The attributions of these (and other) capitalist associations to Smith were nineteenth- and twentieth-century inventions.  His legacy was purloined, selectively pruned, and given a spurious authority, creating the myth of Adam Smith as the “high priest of capitalism”, “the prophet of laissez-faire”, a “pioneer of liberal capitalism, or even a provider of “modern capitalism with an ‘invisible moral brush and pan’ “.

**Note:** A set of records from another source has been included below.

PR #1930, opened 2024-08-29
DMP-3323 refactor retrieve core object service

sabahirfan:
DMP-3323 

### Change description ###
This refactored structure addresses the following issues:

- Removes the need for @SuppressWarnings("PMD.TooManyMethods") by splitting the functionality into smaller, focused services.

- Eliminates self-invocation of @Transactional methods within the same class.

- Improves separation of concerns by creating dedicated services for each entity type.

- Maintains the transactional and retryable behavior for the appropriate methods.

- Keeps the RetrieveCoreObjectServiceImpl as a facade that coordinates between the different services.

```
[ ] Yes
[x] No
```


src/main/java/uk/gov/hmcts/darts/common/service/impl/CaseCommonServiceImpl.java
```diff
@@ -0,0 +1,58 @@
...
+
+@RequiredArgsConstructor
+@Service
+public class CaseCommonServiceImpl implements CaseCommonService {
+
+    private final CaseRepository caseRepository;
+    private final CourthouseCommonService courthouseCommonService;
+
+    @Override
+    @Transactional
```
cmagowan-hmcts, line 23: If we are already inside a Transaction, one that was started outside of this class, will it create a new one, or continue to use the encapsulating one?
i.e. do we need propagation = Propagation.REQUIRES_NEW ?

src/main/java/uk/gov/hmcts/darts/common/service/impl/HearingCommonServiceImpl.java
```diff
@@ -0,0 +1,71 @@
...
+                                                 UserAccountEntity userAccount) {
+        Optional<HearingEntity> foundHearing = hearingRepository.findHearing(courthouseName, courtroomName, caseNumber, hearingDate.toLocalDate());
+
+        return foundHearing.map(hearingEntity -> setHearingLastDateModifiedBy(hearingEntity, userAccount))
+            .orElseGet(() -> createHearing(courthouseName, courtroomName, caseNumber, hearingDate, userAccount, null));
+    }
+
+    @Override
+    @Transactional
+    public HearingEntity retrieveOrCreateHearingWithMedia(String courthouseName, String courtroomName, String caseNumber, LocalDateTime hearingDate,
```
cmagowan-hmcts, line 39: i was confused by this method, and so looked into its usages and realised ti seems to be some helper method for tests. it probably shouldn't be in here.
Can we add a comment in the code for it to be removed at a later date?

src/main/java/uk/gov/hmcts/darts/common/service/impl/JudgeCommonServiceImpl.java
```diff
@@ -0,0 +1,36 @@
...
+    @Override
+    @Transactional
+    public JudgeEntity retrieveOrCreateJudge(String judgeName, UserAccountEntity userAccount) {
+        Optional<JudgeEntity> foundJudge = judgeRepository.findByNameIgnoreCase(judgeName);
+        return foundJudge.orElseGet(() -> createJudge(judgeName, userAccount));
+    }
+
+    private JudgeEntity createJudge(String judgeName, UserAccountEntity userAccount) {
+        JudgeEntity judge = new JudgeEntity();
+        String upperCaseJudgeName = judgeName != null ? judgeName.toUpperCase(Locale.ROOT) : null;
```
cmagowan-hmcts, line 30: If judgeName is null, i don't think we should be adding it at all!
Perhaps a null check before line 24?

src/main/java/uk/gov/hmcts/darts/common/service/impl/CaseCommonServiceImpl.java
sabahirfan: No we don't need propagation = Propagation.REQUIRES_NEW

src/main/java/uk/gov/hmcts/darts/common/service/impl/CourthouseCommonServiceImpl.java
```diff
@@ -0,0 +1,31 @@
...
+import java.util.Optional;
+
+@RequiredArgsConstructor
+@Service
+public class CourthouseCommonServiceImpl implements CourthouseCommonService {
+
+    private final CourthouseRepository courthouseRepository;
+
+    @Override
+    @Transactional(readOnly = true)
```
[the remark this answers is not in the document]
sabahirfan: I believe so.

src/main/java/uk/gov/hmcts/darts/common/service/impl/HearingCommonServiceImpl.java
sabahirfan: sure added @Deprecated with detail

src/main/java/uk/gov/hmcts/darts/common/service/impl/JudgeCommonServiceImpl.java
sabahirfan: done

src/main/java/uk/gov/hmcts/darts/common/service/impl/JudgeCommonServiceImpl.java
```diff
@@ -0,0 +1,40 @@
...
+@RequiredArgsConstructor
+@Service
+public class JudgeCommonServiceImpl implements JudgeCommonService {
+
+    private final JudgeRepository judgeRepository;
+
+    @Override
+    @Transactional
+    public JudgeEntity retrieveOrCreateJudge(String judgeName, UserAccountEntity userAccount) {
+        if (judgeName == null || judgeName.trim().isEmpty()) {
```
cmagowan-hmcts, line 24: For future reference,this could have also been achieved using apache commons StringUtils.isBlank

PR #968, opened 2016-01-15
plugins:docker - release 2.0.1 (DEB)

dLobatog:


mmoll:
which releases is this compatible with?

domcleal:
2.x is only compatible with 1.11+, so nightly.

domcleal:
Merged as e6de389, thanks @dLobatog.

PR #971, opened 2016-01-16
update foreman_xen to 0.2.4 (DEB)

mmoll:
also for 1.10


domcleal:
Merged as 8a5afe5, cecf4da and building

PR #975, opened 2016-01-18
package kafo_wizards (DEB)

mmoll:
will be required for the next kafo release

PR #979, opened 2016-01-20
Update Kafo to 0.7.0

ares:
requires https://github.com/theforeman/foreman-packaging/pull/975


domcleal:
Merged as 945ce11 and building, thanks @ares.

Distinguished historians such as Colin Kidd should know this.

 

Gavin Kennedy

Edinburgh Business School

 

[*] I wrote this letter soon after reading Colin Kidd’s Times Literary Supplement review and before I had read John Buchan’s book, Capital of the Mind: How Edinburgh changed the world, which arrived a week later. I was mortified to see that I had made an inaccurate aside about John Buchan’s book, the subject of Colin Kidd’s review.    John Buchan’s book presented a picture of Adam Smith with which I wholly agree. 

For my error an angry John Buchan rightly chastised me for implying that his book should be criticised by association with the misrepresentations of Smith complained of in my letter and before reading it.  He complained of my ‘scholarly inexctitude’, so I have deleted the offending sentence.

This is a salutary warning to only critique a book review after you have read the book and never before, and you should separate criticism of the reviewer from the author of the book.  Apologies are due once again to John Buchan.  Colin Kidd has not commented.